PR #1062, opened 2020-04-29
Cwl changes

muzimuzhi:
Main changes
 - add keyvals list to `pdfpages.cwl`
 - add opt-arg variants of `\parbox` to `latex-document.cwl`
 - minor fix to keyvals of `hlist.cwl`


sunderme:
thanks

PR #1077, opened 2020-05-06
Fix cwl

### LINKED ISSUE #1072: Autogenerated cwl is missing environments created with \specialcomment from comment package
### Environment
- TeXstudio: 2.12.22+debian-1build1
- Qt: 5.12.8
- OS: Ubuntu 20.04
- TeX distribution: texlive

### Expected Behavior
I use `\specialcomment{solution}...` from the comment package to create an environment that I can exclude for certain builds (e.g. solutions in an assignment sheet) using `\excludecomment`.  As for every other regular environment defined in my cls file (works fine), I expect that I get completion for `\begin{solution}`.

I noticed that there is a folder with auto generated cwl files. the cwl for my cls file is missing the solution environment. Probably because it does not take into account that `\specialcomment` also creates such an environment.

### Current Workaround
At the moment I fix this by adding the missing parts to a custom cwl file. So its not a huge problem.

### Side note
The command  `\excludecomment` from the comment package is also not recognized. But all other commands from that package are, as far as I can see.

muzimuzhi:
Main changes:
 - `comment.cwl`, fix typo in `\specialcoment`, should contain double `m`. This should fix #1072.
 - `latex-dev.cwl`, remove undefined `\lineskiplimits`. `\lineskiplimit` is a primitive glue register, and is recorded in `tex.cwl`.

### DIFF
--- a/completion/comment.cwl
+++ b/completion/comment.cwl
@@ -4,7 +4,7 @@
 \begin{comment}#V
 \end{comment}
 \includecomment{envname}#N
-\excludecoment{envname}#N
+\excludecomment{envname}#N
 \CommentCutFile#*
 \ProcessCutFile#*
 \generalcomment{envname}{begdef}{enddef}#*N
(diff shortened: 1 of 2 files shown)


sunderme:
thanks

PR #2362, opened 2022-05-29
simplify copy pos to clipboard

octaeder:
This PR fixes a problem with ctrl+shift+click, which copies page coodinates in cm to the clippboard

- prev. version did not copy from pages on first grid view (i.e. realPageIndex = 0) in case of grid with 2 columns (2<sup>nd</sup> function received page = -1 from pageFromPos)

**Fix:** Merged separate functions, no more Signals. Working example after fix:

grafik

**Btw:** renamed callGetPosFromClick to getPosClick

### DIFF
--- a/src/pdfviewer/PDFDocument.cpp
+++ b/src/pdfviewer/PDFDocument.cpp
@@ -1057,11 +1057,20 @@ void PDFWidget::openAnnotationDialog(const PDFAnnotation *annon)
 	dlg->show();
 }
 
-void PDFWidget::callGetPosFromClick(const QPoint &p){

_Problem to work on:_
Would you please return all lines from the listing above that contain "callGetPosFromClick"?

_Response:_
**Btw:** renamed callGetPosFromClick to getPosClick
-void PDFWidget::callGetPosFromClick(const QPoint &p){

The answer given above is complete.